> [ASSIGNMENT]
Scan the records for the string "opened"; copy each line where it occurs.

> [Data entries]
PR #1626, opened 2023-08-15
Added list_schemas method to output all schemas registered to a Schema Registry instance.

wadefacer-hcp:
Using this library I have found myself wishing there was a direct way to leverage the {BASE_URL}/schemas end point to pull all needed data for schema version control. I found the library currently lacking the functionality in a single API call so I am proposing changes to incorporate this functionality.


joaoe:
Hi.
I think you should clean and rebase your branch. Your commit includes 711 new files with your own virtual environment, I don't think you want to merge that in.

PR #1627, opened 2023-08-18
Support avro union schema serde

### LINKED ISSUE #1562: UnknownType error when deserializing using union schema
Product: Confluent Cloud / confluent_kafka
Using confluent-kafka 2.1.0     

We were trying to follow the instructions [here](https://www.confluent.io/blog/multiple-event-types-in-the-same-kafka-topic/) to configure the schema on one of our topics to be an Avro union. Using the control center (we use Confluent Cloud), we set the schema to ["Schema1", "Schema2"], adding Schema1 and Schema2 as references (not the actual names, they are long and irrelevant).
We were then able to produce events with both schemas to the topic. However, when we tried to consume and deserialize using the AvroDeserializer, we got "fastavro._schema_common.UnknownType: Schema1"

The pseudocode of what we're trying to do:
```
msg = consumer.poll()
msg_type = msg.headers()[MSG_TYPE]  # will return whether it will be Type1 or Type2
deserializer = AvroDeserializer(
          schema_str: get_schema_from_msg_type(msg_type), # will return Schema1 or Schema2
          schema_registry_client=schema_registry_client, 
          from_dict=some_from_dict
)
deserialized_value = deserializer(msg.value(), SerializationContext(msg.topic(), MessageField.VALUE, msg.headers())
```

I think the issue is here: https://github.com/confluentinc/confluent-kafka-python/blob/f709e7138d41a36e89efb02210f4c9dbe020f752/src/confluent_kafka/schema_registry/avro.py#L419
When the code calls parse_schema, it doesn't use `expand=True.` Thus, it sets the writer schema to ["Schema1","Schema2"], as was configured on the topic, but does not provide a reference to what Schema1 and Schema2 are. Thus, when it calls `schemaless_reader` on the next line, it has no idea what Schema1 and Schema2 are. I think the fix is to change the call to 
```
writer_schema = parse_schema(
       loads(prepared_schema.schema_str), 
       named_schemas=self._named_schemas),
       expand=True
```

sookyomkim:
fixes #1562 

This pr expand named schema fully to their true schemas to fix "UnknownType" error when using avro union schema like below.

```json
[
    "confluent.io.examples.serialization.avro.User",
    "confluent.io.examples.serialization.avro.Award"
]
```

### DIFF
--- a/src/confluent_kafka/schema_registry/avro.py
+++ b/src/confluent_kafka/schema_registry/avro.py
@@ -82,7 +82,7 @@ def _resolve_named_schema(schema, schema_registry_client, named_schemas=None):
             referenced_schema = schema_registry_client.get_version(ref.subject, ref.version)
             _resolve_named_schema(referenced_schema.schema, schema_registry_client, named_schemas)
             parse_schema(loads(referenced_schema.schema.schema_str),
-                         named_schemas=named_schemas, expand=True)
+                         named_schemas=named_schemas)
     return named_schemas
 
 
--- a/src/confluent_kafka/schema_registry/avro.py
+++ b/src/confluent_kafka/schema_registry/avro.py
@@ -425,7 +425,7 @@ class AvroDeserializer(Deserializer):
             obj_dict = schemaless_reader(payload,
                                          writer_schema,
                                          self._reader_schema,
-                                         self._return_record_name)
+                                         self._return_record_name, return_record_name_override=True)
 
             if self._from_dict is not None:
                 return self._from_dict(obj_dict, ctx)
--- a/src/confluent_kafka/schema_registry/avro.py
+++ b/src/confluent_kafka/schema_registry/avro.py
@@ -81,7 +81,8 @@ def _resolve_named_schema(schema, schema_registry_client, named_schemas=None):
         for ref in schema.references:
             referenced_schema = schema_registry_client.get_version(ref.subject, ref.version)
             _resolve_named_schema(referenced_schema.schema, schema_registry_client, named_schemas)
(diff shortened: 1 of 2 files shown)


src/confluent_kafka/schema_registry/avro.py
```diff
@@ -81,7 +81,8 @@ def _resolve_named_schema(schema, schema_registry_client, named_schemas=None):
         for ref in schema.references:
             referenced_schema = schema_registry_client.get_version(ref.subject, ref.version)
             _resolve_named_schema(referenced_schema.schema, schema_registry_client, named_schemas)
-            parse_schema(loads(referenced_schema.schema.schema_str), named_schemas=named_schemas)
+            parse_schema(loads(referenced_schema.schema.schema_str),
+                         named_schemas=named_schemas)
```
rayokota, line 85: I think we need `expand=True` here top

src/confluent_kafka/schema_registry/avro.py
```diff
@@ -416,14 +418,14 @@ def __call__(self, data, ctx):
...
-                    prepared_schema.schema_str), named_schemas=self._named_schemas)
+                writer_schema = parse_schema(loads(prepared_schema.schema_str),
+                                             named_schemas=self._named_schemas, expand=True)
                 self._writer_schemas[schema_id] = writer_schema
 
             obj_dict = schemaless_reader(payload,
                                          writer_schema,
                                          self._reader_schema,
-                                         self._return_record_name)
+                                         self._return_record_name, return_record_name_override=True)
```
rayokota, line 428: Is there a reason why we need `return_record_name_override=True`?

rayokota (commented):
Thanks @sookyomkim , left some comments

rayokota:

> [ANSWER SECTION]
PR #1626, opened 2023-08-15
PR #1627, opened 2023-08-18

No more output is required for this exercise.